WHAT IS EXPECTED:
Reproduce exactly, and only, the lines below from the one containing "tim-smart: Lets just" through the one containing "v4 source at".

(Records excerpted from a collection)
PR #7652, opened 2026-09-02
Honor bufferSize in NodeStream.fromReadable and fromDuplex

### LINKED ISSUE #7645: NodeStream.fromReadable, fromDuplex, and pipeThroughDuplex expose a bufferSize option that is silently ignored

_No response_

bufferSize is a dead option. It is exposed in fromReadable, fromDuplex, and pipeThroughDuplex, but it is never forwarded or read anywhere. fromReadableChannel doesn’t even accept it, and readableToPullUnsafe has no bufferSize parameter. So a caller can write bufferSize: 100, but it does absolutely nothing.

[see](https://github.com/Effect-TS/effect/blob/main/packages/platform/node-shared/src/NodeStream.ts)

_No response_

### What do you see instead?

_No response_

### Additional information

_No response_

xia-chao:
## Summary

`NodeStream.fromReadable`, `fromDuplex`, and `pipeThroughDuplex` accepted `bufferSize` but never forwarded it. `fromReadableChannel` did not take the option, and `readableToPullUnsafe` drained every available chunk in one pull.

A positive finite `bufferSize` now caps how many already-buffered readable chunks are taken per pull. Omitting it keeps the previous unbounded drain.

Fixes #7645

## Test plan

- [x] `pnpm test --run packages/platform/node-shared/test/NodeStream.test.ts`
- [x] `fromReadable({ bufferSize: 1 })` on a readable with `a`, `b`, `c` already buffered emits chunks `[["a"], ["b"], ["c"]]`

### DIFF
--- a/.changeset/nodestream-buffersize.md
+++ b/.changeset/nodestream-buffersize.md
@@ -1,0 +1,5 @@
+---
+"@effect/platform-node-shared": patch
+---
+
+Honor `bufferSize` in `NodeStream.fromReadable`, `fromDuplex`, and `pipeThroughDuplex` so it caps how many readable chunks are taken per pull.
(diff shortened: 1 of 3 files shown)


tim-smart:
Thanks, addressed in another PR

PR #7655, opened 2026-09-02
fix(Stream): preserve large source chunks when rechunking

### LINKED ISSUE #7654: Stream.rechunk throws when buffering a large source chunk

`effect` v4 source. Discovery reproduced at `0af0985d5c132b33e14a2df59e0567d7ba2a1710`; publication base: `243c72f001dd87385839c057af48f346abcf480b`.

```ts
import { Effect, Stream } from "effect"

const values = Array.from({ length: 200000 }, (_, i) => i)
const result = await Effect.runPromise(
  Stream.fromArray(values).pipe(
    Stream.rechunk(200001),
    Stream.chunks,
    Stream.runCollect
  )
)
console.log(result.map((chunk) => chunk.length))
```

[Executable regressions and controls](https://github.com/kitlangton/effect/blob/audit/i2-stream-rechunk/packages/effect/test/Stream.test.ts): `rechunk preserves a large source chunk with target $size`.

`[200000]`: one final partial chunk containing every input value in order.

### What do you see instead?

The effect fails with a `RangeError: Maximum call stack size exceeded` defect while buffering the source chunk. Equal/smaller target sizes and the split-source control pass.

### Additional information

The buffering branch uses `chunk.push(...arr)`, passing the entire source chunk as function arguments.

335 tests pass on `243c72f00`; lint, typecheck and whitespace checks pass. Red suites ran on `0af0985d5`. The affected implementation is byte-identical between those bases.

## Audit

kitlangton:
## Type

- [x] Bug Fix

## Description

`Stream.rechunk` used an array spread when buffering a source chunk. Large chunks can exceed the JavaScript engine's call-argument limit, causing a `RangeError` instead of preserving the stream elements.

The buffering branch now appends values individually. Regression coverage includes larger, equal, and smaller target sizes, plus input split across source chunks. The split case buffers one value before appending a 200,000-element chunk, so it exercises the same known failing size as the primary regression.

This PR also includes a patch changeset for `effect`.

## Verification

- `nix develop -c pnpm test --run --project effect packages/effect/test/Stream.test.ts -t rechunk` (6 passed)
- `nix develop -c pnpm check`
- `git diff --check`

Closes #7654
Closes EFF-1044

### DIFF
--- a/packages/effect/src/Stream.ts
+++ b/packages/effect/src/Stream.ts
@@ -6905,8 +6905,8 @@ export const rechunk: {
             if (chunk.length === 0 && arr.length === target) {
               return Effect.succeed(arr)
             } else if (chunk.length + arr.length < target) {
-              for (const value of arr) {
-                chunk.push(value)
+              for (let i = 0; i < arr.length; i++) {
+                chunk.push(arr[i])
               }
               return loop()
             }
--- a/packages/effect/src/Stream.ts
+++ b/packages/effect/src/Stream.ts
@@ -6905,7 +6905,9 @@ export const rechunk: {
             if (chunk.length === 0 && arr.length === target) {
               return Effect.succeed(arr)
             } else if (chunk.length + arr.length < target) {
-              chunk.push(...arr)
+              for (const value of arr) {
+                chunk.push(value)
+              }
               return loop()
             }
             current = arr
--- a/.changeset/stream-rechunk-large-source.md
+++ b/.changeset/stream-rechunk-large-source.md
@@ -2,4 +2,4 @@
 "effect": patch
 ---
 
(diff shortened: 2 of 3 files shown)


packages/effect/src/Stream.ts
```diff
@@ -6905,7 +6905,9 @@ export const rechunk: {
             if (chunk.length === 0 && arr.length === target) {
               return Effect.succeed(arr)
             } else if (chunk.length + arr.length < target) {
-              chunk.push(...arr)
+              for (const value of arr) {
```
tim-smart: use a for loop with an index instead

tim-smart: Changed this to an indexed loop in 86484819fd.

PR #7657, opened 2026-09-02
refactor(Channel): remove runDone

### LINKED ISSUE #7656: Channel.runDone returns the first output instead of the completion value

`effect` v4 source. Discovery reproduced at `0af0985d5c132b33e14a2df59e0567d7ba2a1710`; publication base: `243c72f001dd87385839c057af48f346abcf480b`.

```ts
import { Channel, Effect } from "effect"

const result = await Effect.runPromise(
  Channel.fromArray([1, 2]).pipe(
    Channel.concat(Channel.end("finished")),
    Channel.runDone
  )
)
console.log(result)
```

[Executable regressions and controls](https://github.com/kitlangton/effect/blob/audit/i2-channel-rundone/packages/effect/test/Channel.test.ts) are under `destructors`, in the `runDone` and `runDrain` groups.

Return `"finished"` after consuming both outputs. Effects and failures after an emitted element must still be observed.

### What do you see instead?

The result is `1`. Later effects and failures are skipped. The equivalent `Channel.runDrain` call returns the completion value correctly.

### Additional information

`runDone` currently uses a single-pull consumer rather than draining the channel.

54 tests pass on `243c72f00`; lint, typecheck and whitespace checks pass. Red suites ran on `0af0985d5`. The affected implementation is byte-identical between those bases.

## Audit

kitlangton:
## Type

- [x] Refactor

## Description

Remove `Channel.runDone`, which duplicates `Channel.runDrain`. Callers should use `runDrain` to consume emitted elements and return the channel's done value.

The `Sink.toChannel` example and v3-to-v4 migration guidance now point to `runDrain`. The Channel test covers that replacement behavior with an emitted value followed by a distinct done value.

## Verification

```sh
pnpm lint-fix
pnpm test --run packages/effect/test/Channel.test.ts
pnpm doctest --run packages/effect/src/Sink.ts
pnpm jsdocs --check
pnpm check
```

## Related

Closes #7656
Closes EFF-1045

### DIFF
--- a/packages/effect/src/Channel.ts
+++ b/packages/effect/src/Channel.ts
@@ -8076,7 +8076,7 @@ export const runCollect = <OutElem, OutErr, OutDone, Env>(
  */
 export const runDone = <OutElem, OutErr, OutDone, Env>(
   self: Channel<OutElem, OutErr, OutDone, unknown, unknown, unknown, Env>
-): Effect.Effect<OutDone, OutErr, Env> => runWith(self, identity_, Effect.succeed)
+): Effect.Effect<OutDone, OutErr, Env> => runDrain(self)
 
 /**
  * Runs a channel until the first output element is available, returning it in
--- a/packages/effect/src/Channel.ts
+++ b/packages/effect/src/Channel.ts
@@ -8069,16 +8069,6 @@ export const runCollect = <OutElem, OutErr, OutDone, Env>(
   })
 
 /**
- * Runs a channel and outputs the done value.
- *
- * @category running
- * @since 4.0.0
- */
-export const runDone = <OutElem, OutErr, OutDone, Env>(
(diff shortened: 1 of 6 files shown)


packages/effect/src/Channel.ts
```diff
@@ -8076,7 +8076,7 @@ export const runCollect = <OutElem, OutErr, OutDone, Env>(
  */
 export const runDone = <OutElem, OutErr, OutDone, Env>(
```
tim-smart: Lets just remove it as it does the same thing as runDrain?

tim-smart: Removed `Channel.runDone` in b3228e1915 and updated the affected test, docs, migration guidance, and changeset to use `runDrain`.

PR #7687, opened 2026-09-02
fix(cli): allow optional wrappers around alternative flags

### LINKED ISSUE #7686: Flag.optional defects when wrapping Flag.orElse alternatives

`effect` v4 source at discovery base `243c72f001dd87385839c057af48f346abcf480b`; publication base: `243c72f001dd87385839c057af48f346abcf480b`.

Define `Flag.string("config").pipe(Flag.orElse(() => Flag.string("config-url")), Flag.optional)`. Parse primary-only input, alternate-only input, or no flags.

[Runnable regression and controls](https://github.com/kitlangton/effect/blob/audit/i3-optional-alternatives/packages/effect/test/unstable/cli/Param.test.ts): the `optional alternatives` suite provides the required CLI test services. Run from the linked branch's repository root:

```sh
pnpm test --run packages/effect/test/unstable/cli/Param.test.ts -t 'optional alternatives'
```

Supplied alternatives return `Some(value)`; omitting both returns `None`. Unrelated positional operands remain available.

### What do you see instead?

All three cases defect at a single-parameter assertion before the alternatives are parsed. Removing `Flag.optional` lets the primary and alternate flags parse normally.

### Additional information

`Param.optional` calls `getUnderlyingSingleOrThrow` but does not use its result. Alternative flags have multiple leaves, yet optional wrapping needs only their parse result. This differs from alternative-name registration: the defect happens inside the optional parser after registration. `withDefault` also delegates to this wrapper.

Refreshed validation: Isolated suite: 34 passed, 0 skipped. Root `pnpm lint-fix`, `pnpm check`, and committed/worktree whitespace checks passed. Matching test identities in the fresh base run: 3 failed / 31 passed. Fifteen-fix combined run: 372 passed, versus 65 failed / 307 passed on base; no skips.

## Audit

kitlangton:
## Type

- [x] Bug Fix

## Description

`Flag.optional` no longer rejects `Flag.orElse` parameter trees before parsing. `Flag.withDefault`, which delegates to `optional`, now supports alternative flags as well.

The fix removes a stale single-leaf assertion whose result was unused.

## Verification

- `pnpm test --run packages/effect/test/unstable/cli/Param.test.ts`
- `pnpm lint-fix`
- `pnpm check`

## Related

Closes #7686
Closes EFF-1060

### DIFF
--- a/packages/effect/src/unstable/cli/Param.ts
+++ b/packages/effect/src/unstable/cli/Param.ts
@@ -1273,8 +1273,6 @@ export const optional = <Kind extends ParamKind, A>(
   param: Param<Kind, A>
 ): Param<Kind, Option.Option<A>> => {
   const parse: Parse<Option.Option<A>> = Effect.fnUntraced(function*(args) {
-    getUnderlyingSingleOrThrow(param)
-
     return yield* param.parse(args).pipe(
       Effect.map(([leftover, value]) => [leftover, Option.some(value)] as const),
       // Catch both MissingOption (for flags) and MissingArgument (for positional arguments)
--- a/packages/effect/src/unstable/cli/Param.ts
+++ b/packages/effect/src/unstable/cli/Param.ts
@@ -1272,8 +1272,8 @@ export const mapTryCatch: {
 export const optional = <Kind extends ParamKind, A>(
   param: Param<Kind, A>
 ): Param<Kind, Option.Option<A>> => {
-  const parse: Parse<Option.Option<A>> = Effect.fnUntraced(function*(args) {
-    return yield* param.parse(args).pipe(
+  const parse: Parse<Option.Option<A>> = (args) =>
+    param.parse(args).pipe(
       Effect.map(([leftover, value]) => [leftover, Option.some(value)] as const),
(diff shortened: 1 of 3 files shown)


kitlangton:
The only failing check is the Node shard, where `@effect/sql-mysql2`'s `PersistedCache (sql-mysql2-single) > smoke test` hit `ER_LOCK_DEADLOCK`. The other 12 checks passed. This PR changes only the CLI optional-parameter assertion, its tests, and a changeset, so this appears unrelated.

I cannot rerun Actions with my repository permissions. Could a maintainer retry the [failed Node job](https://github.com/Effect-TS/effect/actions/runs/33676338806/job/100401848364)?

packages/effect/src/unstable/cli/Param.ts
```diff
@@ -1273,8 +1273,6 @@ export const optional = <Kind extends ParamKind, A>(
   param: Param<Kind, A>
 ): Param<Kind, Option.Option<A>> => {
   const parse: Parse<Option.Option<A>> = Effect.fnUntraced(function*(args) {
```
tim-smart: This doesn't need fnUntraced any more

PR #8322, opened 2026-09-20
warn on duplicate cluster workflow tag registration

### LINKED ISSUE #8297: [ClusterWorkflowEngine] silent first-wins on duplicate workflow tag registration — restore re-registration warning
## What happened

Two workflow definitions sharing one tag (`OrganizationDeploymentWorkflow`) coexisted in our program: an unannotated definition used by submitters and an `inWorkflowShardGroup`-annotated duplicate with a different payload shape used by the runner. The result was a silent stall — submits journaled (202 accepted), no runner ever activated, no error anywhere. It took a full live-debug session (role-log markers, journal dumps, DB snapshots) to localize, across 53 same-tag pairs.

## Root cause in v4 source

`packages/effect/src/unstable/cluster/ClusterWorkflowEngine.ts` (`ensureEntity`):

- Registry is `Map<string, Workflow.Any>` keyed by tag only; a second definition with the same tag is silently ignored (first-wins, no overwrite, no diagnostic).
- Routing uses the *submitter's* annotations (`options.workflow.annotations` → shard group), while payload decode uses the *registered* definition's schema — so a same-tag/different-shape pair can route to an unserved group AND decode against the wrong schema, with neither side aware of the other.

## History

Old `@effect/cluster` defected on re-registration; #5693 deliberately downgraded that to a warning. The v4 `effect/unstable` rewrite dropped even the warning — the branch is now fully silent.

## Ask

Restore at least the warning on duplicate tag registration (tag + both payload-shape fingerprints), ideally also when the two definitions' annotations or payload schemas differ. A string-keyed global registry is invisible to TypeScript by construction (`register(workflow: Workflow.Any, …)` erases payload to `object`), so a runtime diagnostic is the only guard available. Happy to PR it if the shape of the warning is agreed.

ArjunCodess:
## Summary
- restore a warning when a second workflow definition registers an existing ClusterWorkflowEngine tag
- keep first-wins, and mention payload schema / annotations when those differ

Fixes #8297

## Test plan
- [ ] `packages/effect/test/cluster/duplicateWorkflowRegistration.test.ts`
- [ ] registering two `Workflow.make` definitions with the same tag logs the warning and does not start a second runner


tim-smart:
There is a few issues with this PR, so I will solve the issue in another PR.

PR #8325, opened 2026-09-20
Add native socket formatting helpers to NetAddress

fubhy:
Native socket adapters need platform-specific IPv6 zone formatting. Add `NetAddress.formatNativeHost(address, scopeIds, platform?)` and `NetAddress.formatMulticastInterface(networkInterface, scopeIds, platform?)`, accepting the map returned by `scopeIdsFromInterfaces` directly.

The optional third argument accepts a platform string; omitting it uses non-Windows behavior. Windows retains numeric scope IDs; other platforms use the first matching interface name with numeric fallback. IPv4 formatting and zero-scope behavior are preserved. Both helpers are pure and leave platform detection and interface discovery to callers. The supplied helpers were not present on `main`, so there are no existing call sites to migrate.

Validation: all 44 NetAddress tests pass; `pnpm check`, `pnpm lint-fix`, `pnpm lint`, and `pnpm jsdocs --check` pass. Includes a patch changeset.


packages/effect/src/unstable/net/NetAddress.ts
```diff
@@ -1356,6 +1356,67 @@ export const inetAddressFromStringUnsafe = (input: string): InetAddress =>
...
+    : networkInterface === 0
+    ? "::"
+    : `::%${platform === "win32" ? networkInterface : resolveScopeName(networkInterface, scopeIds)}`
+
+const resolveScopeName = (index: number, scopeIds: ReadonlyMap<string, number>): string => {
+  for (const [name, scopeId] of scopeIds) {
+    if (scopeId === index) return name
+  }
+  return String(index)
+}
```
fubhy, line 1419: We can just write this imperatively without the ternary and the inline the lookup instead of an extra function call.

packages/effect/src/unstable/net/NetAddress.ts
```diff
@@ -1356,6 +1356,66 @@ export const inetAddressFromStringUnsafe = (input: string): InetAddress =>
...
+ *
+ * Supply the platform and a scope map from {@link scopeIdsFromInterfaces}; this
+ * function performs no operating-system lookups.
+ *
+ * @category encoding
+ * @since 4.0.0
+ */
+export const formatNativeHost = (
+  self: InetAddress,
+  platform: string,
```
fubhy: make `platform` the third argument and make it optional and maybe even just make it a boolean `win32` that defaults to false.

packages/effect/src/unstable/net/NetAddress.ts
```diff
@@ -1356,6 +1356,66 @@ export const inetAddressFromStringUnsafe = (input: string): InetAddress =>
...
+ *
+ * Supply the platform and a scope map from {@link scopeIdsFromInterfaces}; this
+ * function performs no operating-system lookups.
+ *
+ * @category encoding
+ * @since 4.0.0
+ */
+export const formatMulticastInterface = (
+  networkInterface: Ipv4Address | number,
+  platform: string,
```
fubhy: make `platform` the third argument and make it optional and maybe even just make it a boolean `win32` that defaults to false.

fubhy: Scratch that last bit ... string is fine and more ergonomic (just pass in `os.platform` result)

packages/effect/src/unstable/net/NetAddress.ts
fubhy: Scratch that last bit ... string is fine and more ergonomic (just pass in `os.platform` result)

THE ANSWER:
tim-smart: Lets just remove it as it does the same thing as runDrain?

tim-smart: Removed `Channel.runDone` in b3228e1915 and updated the affected test, docs, migration guidance, and changeset to use `runDrain`.

PR #7687, opened 2026-09-02
fix(cli): allow optional wrappers around alternative flags

### LINKED ISSUE #7686: Flag.optional defects when wrapping Flag.orElse alternatives

`effect` v4 source at discovery base `243c72f001dd87385839c057af48f346abcf480b`; publication base: `243c72f001dd87385839c057af48f346abcf480b`.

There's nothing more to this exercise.